I've been to SoCal twice...both times having driven down from other parts of California. I've never been to Hollywood and all of that nonsense. The rent-a-car companies must make an absolute killing down there.

They had a HUGE streetcar network, just like every other american city.

Tourists have, and continue to bring their own car or rent. Even now, with 5 lines, its very hard to tour LA without a car. Everything is just too far apart, so the 5 lines dont reach everywhere. Next year, the Coliseum and USC will be reachable by train, which will be nice. Now, you can survive without a car, but youll be losing half your day transferring amongst buses to get to and from.
 
Pierce: when you're talking about transit, you are necessarily talking about a metropolitan area - I've never seen estimates of transit share by city.
Blade Blitz: I know we've been over it before and people still just can't get away from a negative image and look at the facts about southern california, or look at anything at all, some comments are just dismissive.. I do my best out here to counter the image of MA (my home for 22 years on and off) as some woods with a dull preppy theme park/college town at one end, and I try to counter the image of LA on here. Neither view is informed.
 
Pierce: when you're talking about transit, you are necessarily talking about a metropolitan area - I've never seen estimates of transit share by city.

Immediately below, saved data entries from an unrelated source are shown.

Issue #1211, opened 2024-08-30
Do we need --mass-loss-prescription NONE (now ZERO)?


jeffriley:
Users have the following choices for the option `--mass-loss-prescription`: 

    {NONE, ZERO, HURLEY, BELCZYNSKI2010, MERRITT2024}

(`NONE` is deprecated in favour of `ZERO` and will be removed at the end of 2024).

In the interests of reducing redundant/unnecessary options/option values, given that we can turn mass loss off with `--use-mass-loss false`, do we really need `NONE`/`ZERO` as options for `--mass-loss-prescription`?  Running COMPAS with `--use-mass-loss false` produces the same results as running it with `--mass-loss-prescription NONE` or `--mass-loss-prescription ZERO`.

It seems a little odd to enable mass loss and then set the option to have no mass loss - why not just disable mass loss?

Versioning:
 - COMPAS v03.01.06

ilyamandel:
No objections to removing NONE/ZERO since we have the --user-mass-loss false option... 
But my preference would actually be to reduce the total number of command-line possibilities, so I'd rather keep the option --mass-loss-prescription ZERO (since we have to have --mass-loss-prescription anyway), and instead remove --use-mass-loss false.

LiekeVanSon:
We also have `--overall-wind-mass-loss-multiplier` which could be set to 0 to produce the same result in yet another way. 

Also related I wonder what the behavior of DOMINANT_MASS_LOSS_RATE is for all different ways of setting the mass loss to zero? I also noticed that the documentation for dominant mass loss rate is now outdated, as it should reflect # enum class MASS_LOSS_TYPE: int { NONE, GB, LBV, OB, RSG, VMS, WR};

jeffriley:
> But my preference would actually be to reduce the total number of command-line possibilities, so I'd rather keep the
> option --mass-loss-prescription ZERO (since we have to have --mass-loss-prescription anyway), and instead remove 
> --use-mass-loss false.

Happy to do that - I thought that might be considered too radical :-). We can deprecate `--use-mass-loss` and eventually remove it.

> We also have --overall-wind-mass-loss-multiplier which could be set to 0 to produce the same result in yet another way.

Good point.  Should we limit the multiplier to > 0 and <= some upper limit?

> Also related I wonder what the behavior of DOMINANT_MASS_LOSS_RATE is for all different ways of setting the mass 
> loss to zero?

I can check that.

[...]

PR #1223, opened 2024-09-07
Fixed application of WolfRayetFactor

LiekeVanSon:
Small changes to fix the application of OPTIONS->WolfRayetFactor() to all WR prescriptions (currently it only applies to part of the WR mass loss prescriptions in an inconsistent way)

I tried to only apply WolfRayetFactor() at the highest level possible without applying WR factor twice

(somewhat related to issue #1211; there is no 'NONE' option for WR mass loss, making WolfRayetFactor() more essential than the other wind multiplication factors)


jeffriley (changes requested):
Thanks Lieke.  I haven't looked at the code changes yet - I'll do that later.  Just a note to say that you need to describe the changes in changelog.h, and change COMPAS version number.

ilyamandel (commented):
Hi @LiekeVanSon ,

I haven't traced through where the WR factors are applied carefully, but I trust you.  

However, from the point of future development, I find it rather confusing that some functions (with similar names) now apply this factor and some don't.  E.g., CalculateMassLossRateWolfRayetZDependent() and CalculateMassLossRateHeliumStarVink2017() do not, while CalculateMassLossRateWolfRayetShenar2019() and CalculateMassLossRateBelczynski2010() do.  This seems like an error-prone situation for future development.  Is there a way to make this more uniform?

jmerritt1:
Thanks Lieke, we agree that moving the WR factor up a level to the wrapper functions is much clearer and less error prone.

LiekeVanSon:
Hi All, sorry for the slow response!

 I agree with your worries that implementing the WR factor in lower levels is not what we want. 
 I removed OPTIONS->WolfRayetFactor()  from the Shenar 2019 function, but I believe the problem is that CalculateMassLossRateMerritt2024 using WR_MASS_LOSS_PRESCRIPTION::BELCZYNSKI2010 points back to the wrapper function of the overall wind prescription BELCZYNSKI2010. 

 So I think we _have_ to apply the WR factor directly in BELCZYNSKI2010, and cannot do it again in the MERRITT2024 + WR:BELCZYNSKI2010 case


I now apply the WR factor as follows in the   "HURLEY" , "BELCZYNSKI2010" , and "MERRITT2024" prescriptions as below:

**HeMS::CalculateMassLossRateHurley()** 
-  **_OPTIONS->WolfRayetFactor()** *_ CalculateMassLossRateWolfRayet(0.0)

**HeMS::CalculateMassLossRateBelczynski2010()**
- **_OPTIONS->WolfRayetFactor()** *_ CalculateMassLossRateWolfRayetZDependent(0.0);

**HeMS::CalculateMassLossRateMerritt2024()**
- case WR_MASS_LOSS_PRESCRIPTION::SANDERVINK2023:{
 MdotWR = **_OPTIONS->WolfRayetFactor()** *_ std::max(Mdot_Sander2023, Mdot_Vink2017);
 
- case WR_MASS_LOSS_PRESCRIPTION::SHENAR2019: {
MdotWR = **_OPTIONS->WolfRayetFactor()** *_  std::max(Mdot_Shenar2019, Mdot_Vink2017);

- WR_MASS_LOSS_PRESCRIPTION::BELCZYNSKI2010: {
MdotWR = CalculateMassLossRateBelczynski2010(); // OPTIONS->WolfRayetFactor() is applied in Belczynski2010 function 


let me know if this makes sense to you all :)

ilyamandel (approved):
Thank you, @LiekeVanSon !

ilyamandel:
@jeffriley -- waiting for your approval.

jeffriley:
Sorry - I was en route to Australia I think...

jeffriley (approved):
Thanks @LiekeVanSon !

very true, but when "greater boston" reaches far beyond the urbanized area or the reach of the public transit network it's not a valuable comparison.....

anyway, i love both cities, and i narrowly chose boston over LA for my current job.
 
The second-busiest transit system after New York in the United States is in Washington D.C. Washington is nowhere near as big as Chicago, yet that city's sizable transit system falls behind it.

Although this may be true, I think D.C.'s system is a de-facto commuter rail/subway combo (language that Van referred to earlier). If you add in Chicago's very extensive commuter rail system and it's ridership, I think you would likely find many more riding the rails on a daily basis compared to D.C.
 
Although this may be true, I think D.C.'s system is a de-facto commuter rail/subway combo (language that Van referred to earlier). If you add in Chicago's very extensive commuter rail system and it's ridership, I think you would likely find many more riding the rails on a daily basis compared to D.C.

But then for DC youd have to add VRA and MARC, which are actually commuter rail systems.
 
I agree, but Chicago's commuter rail system, METRA, is quite a bit larger than Boston's and is a significant part of the transit system in Chicago. I'm guessing the two rail lines in the D.C. area comprise an insignificant piece of the transit system ridership especially given D.C. Metro system which reaches into the suburbs with its many park and ride stations (think Braintree and Alewife).